What to work on: Your task is to reproduce exactly the lines from the line with "linking conflicts with" through the end of the records below.

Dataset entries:
--- --- ---

PR #4496, opened 2025-07-16
Always use release builds of pre-built dependency libraries on Windows

kylo5aby:
On Windows platform, Debug builds of wamrc now use Release runtime 
library (/MD) instead of Debug runtime library (/MDd) to avoid 
linking conflicts with Release LLVM libraries.

This workaround resolves LNK2038 errors like:
- RuntimeLibrary mismatch: 'MD_DynamicRelease' vs 'MDd_DynamicDebug'

A better way would be to using debug LLVM libraries for debug wamrc builds, 
but debug LLVM builds cause CPack failures in GitHub CI, likely due to size constraints.

The change only affects Windows builds and preserves debugging 
capabilities for wamrc code while ensuring compatibility with 
pre-built Release LLVM libraries.

### DIFF
--- a/build-scripts/config_common.cmake
+++ b/build-scripts/config_common.cmake
@@ -99,6 +99,12 @@ if (WAMR_BUILD_JIT EQUAL 1)
     # Enable Lazy JIT by default
     set (WAMR_BUILD_LAZY_JIT 1)
   endif ()
+
+  # In Debug mode, always use release builds of pre-built dependency libraries
+  if (WAMR_BUILD_PLATFORM STREQUAL "windows" AND MSVC)
+    add_compile_options($<$<CONFIG:Debug>:/MD>)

--- --- ---

Response:
linking conflicts with Release LLVM libraries.

This workaround resolves LNK2038 errors like:
- RuntimeLibrary mismatch: 'MD_DynamicRelease' vs 'MDd_DynamicDebug'

A better way would be to using debug LLVM libraries for debug wamrc builds, 
but debug LLVM builds cause CPack failures in GitHub CI, likely due to size constraints.

The change only affects Windows builds and preserves debugging 
capabilities for wamrc code while ensuring compatibility with 
pre-built Release LLVM libraries.

### DIFF
--- a/build-scripts/config_common.cmake
+++ b/build-scripts/config_common.cmake
@@ -99,6 +99,12 @@ if (WAMR_BUILD_JIT EQUAL 1)
     # Enable Lazy JIT by default
     set (WAMR_BUILD_LAZY_JIT 1)
   endif ()
+
+  # In Debug mode, always use release builds of pre-built dependency libraries
+  if (WAMR_BUILD_PLATFORM STREQUAL "windows" AND MSVC)
+    add_compile_options($<$<CONFIG:Debug>:/MD>)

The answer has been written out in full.